ところが2002年、坂本氏がUMCジャパンを去り、同社を台湾人の経営陣が管理するようになると、状況が一変したという。当時の事情をよく知るUMCの台湾人幹部は話す。「日本人社員らは、『かつて日本が統治していた台湾に、いまは反対に管理されている』との感情を抱くようになった」と指摘。その上で今周刊は、シャープとの提携においてフォックスコンも、「立場が逆転した」という日本人の感情と直面するのは必至だと予測。その上で、その感情をいかにコントロールできるかが、提携の先行きを占う1つのカギになるとの見方を示した。

 さらに同誌は、かつて台湾と日本の「文化の差異」をかき消したストックオプション制度が、経営の悪化で急速に効力を失っていったと指摘する。UMCジャパンで勤務した経験を持つある台湾人幹部は話す。「1999年には世界の主流だった8インチのウエハ工場だが、12インチ工場の台頭で次第に時代遅れになった。四半期に平均8億円の赤字を出すようになると、株価は下がり、配当も出せなくなった」。するとその後、ストックオプション制度がもたらしていた会社への求心力が、日本人社員の中で急速になくなっていったようだったという。

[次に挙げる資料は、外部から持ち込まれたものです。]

Issue #250, opened 2026-02-10
Backend Graph Representation


jorisfu:
## Issue description
The Graph representation needs to be explicitly modelled in the back-end.

## Acceptance Criteria
- [ ] There is a graph representation of the connected steps
- [ ] Based on this graph representation, the invalidation of steps gets updated
- [ ] There is a toposort representation for the list editor (frontend) and the next button

jorisfu:
Closing as we do this in #179

Issue #179, opened 2026-01-08
Refactor `Step` to allow selection of step to retrieve dataframe from


tE3m:
## Issue description

Currently, most insert the "global" dataframes that the stepmanager provides. In order to allow selecting the source of input dataframes in the frontend, each steps needs to be able to store the locations that its input(s) can be found at

## Acceptance Criteria
- [ ] Valid dataframe keys defined in constants
- [ ] API exposes ability to set which step another step's input is taken from
- [ ] all steps insert their input dfs from the specified steps
- [ ] documentation of valid dataframe schemes

PR #262, opened 2026-02-15
261 node status updates one click late

### LINKED ISSUE #261: Node status updates one click late
## Issue description
Node status in the Graph updates with a one‑click delay when navigating between nodes. The status (e.g., pending/outdated) only becomes visible after an additional click or interaction.

### Expected Behavior
Status color updates immediately when a node is selected.

## Acceptance Criteria
- [x] Status color updates on node selection.
- [x] No extra click or interaction is required for the status update.

3dot141592:
## Description
fixes #261
- Prevented out-of-order `getRunData()` responses from only allowing newer state to overwrite

## Changes
- Guarded `getRunData()` with a request ID to ignore stale responses.

## Testing
1. Open Node Editor.
2. Select a node.
3. Status color updates immediately without a second click.

## PR checklist
**Development**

 フォックスコンの郭氏は、『日経エレクトロニクス』(2012年5月14日号)とのインタビューで、自身がシャープと共同経営することになる旧シャープ堺工場の運営会社「堺ディスプレイプロダクト(SDP)」を5年以内に上場したいとコメント。さらに、台湾では当たり前になっている自社株を社員が保有する制度をSDPにも導入したいとの考えを示している。これに対して今周刊の記事は、持ち株制度が、日本人にとってはモチベーションの向上にはつながらないのではないかとの疑問を呈している。